TASK REQUIREMENTS: When a line in the entries contains the word "recent", copy that line in full.

MATERIAL PROVIDED:
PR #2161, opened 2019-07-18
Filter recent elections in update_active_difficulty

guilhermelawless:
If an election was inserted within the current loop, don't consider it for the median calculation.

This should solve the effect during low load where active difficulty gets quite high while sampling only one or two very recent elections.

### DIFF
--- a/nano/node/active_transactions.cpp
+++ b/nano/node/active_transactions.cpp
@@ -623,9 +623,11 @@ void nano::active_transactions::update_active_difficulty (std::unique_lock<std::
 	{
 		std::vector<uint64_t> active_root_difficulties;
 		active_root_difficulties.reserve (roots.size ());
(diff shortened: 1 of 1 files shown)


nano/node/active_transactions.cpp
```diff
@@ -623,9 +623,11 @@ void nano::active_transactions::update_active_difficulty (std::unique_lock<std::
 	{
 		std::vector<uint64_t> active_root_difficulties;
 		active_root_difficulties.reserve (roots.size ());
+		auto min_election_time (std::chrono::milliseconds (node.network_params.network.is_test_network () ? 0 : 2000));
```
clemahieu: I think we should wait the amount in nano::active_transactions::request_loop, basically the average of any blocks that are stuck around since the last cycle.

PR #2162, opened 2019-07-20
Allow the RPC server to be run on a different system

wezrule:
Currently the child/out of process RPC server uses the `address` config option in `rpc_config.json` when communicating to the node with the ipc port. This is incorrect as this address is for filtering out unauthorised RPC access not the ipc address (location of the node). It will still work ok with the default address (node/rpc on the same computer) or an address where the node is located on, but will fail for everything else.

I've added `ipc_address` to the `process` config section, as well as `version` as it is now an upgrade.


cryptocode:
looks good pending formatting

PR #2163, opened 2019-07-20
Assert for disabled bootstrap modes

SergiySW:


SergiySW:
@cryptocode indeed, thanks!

REPLY TO THE EXERCISE:
Filter recent elections in update_active_difficulty
This should solve the effect during low load where active difficulty gets quite high while sampling only one or two very recent elections.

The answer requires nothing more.